## Exercise aim
Every line below must be reproduced exactly. Copy them all.

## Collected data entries
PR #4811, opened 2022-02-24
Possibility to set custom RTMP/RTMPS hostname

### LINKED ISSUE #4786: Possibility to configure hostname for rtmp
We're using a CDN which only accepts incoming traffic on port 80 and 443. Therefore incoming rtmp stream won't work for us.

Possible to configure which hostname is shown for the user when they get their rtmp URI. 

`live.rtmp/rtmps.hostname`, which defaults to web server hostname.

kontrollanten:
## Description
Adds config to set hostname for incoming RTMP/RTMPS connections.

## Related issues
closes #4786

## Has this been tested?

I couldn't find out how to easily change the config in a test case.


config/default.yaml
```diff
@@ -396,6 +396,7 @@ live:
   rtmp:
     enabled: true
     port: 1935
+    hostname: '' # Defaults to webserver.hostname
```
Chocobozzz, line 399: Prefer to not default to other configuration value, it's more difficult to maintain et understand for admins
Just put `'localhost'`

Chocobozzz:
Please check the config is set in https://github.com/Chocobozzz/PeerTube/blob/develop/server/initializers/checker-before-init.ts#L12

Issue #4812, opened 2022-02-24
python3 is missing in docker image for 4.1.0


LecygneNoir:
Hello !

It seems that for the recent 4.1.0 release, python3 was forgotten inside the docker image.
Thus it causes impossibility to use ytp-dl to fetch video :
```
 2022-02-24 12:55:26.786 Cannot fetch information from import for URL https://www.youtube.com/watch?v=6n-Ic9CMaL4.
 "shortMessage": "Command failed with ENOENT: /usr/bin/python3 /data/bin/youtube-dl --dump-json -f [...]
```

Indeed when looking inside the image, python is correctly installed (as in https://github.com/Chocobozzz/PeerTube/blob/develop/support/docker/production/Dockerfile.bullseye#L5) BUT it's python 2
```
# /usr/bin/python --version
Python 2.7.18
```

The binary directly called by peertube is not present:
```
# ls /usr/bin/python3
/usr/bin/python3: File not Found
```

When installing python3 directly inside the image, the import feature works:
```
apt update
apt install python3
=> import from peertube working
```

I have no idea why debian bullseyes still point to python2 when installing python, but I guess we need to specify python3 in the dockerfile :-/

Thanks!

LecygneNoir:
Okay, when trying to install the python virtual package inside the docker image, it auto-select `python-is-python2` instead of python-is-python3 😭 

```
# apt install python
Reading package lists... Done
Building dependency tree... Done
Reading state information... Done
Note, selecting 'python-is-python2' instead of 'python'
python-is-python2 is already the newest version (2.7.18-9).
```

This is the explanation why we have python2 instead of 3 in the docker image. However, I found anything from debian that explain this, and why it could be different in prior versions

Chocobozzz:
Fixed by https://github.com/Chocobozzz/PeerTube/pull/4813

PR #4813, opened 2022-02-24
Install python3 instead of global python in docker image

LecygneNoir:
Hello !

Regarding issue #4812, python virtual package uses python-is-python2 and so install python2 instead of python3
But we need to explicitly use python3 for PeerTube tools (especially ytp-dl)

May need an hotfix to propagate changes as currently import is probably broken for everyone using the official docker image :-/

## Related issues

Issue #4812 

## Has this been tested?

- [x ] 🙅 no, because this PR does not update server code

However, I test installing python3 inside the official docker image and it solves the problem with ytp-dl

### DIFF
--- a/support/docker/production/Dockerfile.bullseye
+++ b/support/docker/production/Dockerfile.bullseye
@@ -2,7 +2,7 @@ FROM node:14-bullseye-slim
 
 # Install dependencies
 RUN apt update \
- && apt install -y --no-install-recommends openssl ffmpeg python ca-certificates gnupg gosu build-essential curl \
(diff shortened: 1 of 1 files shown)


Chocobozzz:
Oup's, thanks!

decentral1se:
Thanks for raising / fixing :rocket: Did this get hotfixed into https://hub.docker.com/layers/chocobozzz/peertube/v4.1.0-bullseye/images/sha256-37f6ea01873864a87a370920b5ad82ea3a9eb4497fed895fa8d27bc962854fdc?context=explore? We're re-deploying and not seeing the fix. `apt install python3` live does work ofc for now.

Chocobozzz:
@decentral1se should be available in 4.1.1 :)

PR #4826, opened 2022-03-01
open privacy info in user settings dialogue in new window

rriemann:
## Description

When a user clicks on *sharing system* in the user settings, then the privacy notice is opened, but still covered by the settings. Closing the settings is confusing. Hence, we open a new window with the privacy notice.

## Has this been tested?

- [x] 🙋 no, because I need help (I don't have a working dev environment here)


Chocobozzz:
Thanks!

## Answer space
PR #4811, opened 2022-02-24
Possibility to set custom RTMP/RTMPS hostname

### LINKED ISSUE #4786: Possibility to configure hostname for rtmp
We're using a CDN which only accepts incoming traffic on port 80 and 443. Therefore incoming rtmp stream won't work for us.

Possible to configure which hostname is shown for the user when they get their rtmp URI. 

`live.rtmp/rtmps.hostname`, which defaults to web server hostname.

kontrollanten:
## Description
Adds config to set hostname for incoming RTMP/RTMPS connections.

## Related issues
closes #4786

## Has this been tested?

I couldn't find out how to easily change the config in a test case.


config/default.yaml
```diff
@@ -396,6 +396,7 @@ live:
   rtmp:
     enabled: true
     port: 1935
+    hostname: '' # Defaults to webserver.hostname
```
Chocobozzz, line 399: Prefer to not default to other configuration value, it's more difficult to maintain et understand for admins
Just put `'localhost'`

Chocobozzz:
Please check the config is set in https://github.com/Chocobozzz/PeerTube/blob/develop/server/initializers/checker-before-init.ts#L12

Issue #4812, opened 2022-02-24
python3 is missing in docker image for 4.1.0


LecygneNoir:
Hello !

It seems that for the recent 4.1.0 release, python3 was forgotten inside the docker image.
Thus it causes impossibility to use ytp-dl to fetch video :
```
 2022-02-24 12:55:26.786 Cannot fetch information from import for URL https://www.youtube.com/watch?v=6n-Ic9CMaL4.
 "shortMessage": "Command failed with ENOENT: /usr/bin/python3 /data/bin/youtube-dl --dump-json -f [...]
```

Indeed when looking inside the image, python is correctly installed (as in https://github.com/Chocobozzz/PeerTube/blob/develop/support/docker/production/Dockerfile.bullseye#L5) BUT it's python 2
```
# /usr/bin/python --version
Python 2.7.18
```

The binary directly called by peertube is not present:
```
# ls /usr/bin/python3
/usr/bin/python3: File not Found
```

When installing python3 directly inside the image, the import feature works:
```
apt update
apt install python3
=> import from peertube working
```

I have no idea why debian bullseyes still point to python2 when installing python, but I guess we need to specify python3 in the dockerfile :-/

Thanks!

LecygneNoir:
Okay, when trying to install the python virtual package inside the docker image, it auto-select `python-is-python2` instead of python-is-python3 😭 

```
# apt install python
Reading package lists... Done
Building dependency tree... Done
Reading state information... Done
Note, selecting 'python-is-python2' instead of 'python'
python-is-python2 is already the newest version (2.7.18-9).
```

This is the explanation why we have python2 instead of 3 in the docker image. However, I found anything from debian that explain this, and why it could be different in prior versions

Chocobozzz:
Fixed by https://github.com/Chocobozzz/PeerTube/pull/4813

PR #4813, opened 2022-02-24
Install python3 instead of global python in docker image

LecygneNoir:
Hello !

Regarding issue #4812, python virtual package uses python-is-python2 and so install python2 instead of python3
But we need to explicitly use python3 for PeerTube tools (especially ytp-dl)

May need an hotfix to propagate changes as currently import is probably broken for everyone using the official docker image :-/

## Related issues

Issue #4812 

## Has this been tested?

- [x ] 🙅 no, because this PR does not update server code

However, I test installing python3 inside the official docker image and it solves the problem with ytp-dl

### DIFF
--- a/support/docker/production/Dockerfile.bullseye
+++ b/support/docker/production/Dockerfile.bullseye
@@ -2,7 +2,7 @@ FROM node:14-bullseye-slim
 
 # Install dependencies
 RUN apt update \
- && apt install -y --no-install-recommends openssl ffmpeg python ca-certificates gnupg gosu build-essential curl \
(diff shortened: 1 of 1 files shown)


Chocobozzz:
Oup's, thanks!

decentral1se:
Thanks for raising / fixing :rocket: Did this get hotfixed into https://hub.docker.com/layers/chocobozzz/peertube/v4.1.0-bullseye/images/sha256-37f6ea01873864a87a370920b5ad82ea3a9eb4497fed895fa8d27bc962854fdc?context=explore? We're re-deploying and not seeing the fix. `apt install python3` live does work ofc for now.

Chocobozzz:
@decentral1se should be available in 4.1.1 :)

PR #4826, opened 2022-03-01
open privacy info in user settings dialogue in new window

rriemann:
## Description

When a user clicks on *sharing system* in the user settings, then the privacy notice is opened, but still covered by the settings. Closing the settings is confusing. Hence, we open a new window with the privacy notice.

## Has this been tested?

- [x] 🙋 no, because I need help (I don't have a working dev environment here)


Chocobozzz:
Thanks!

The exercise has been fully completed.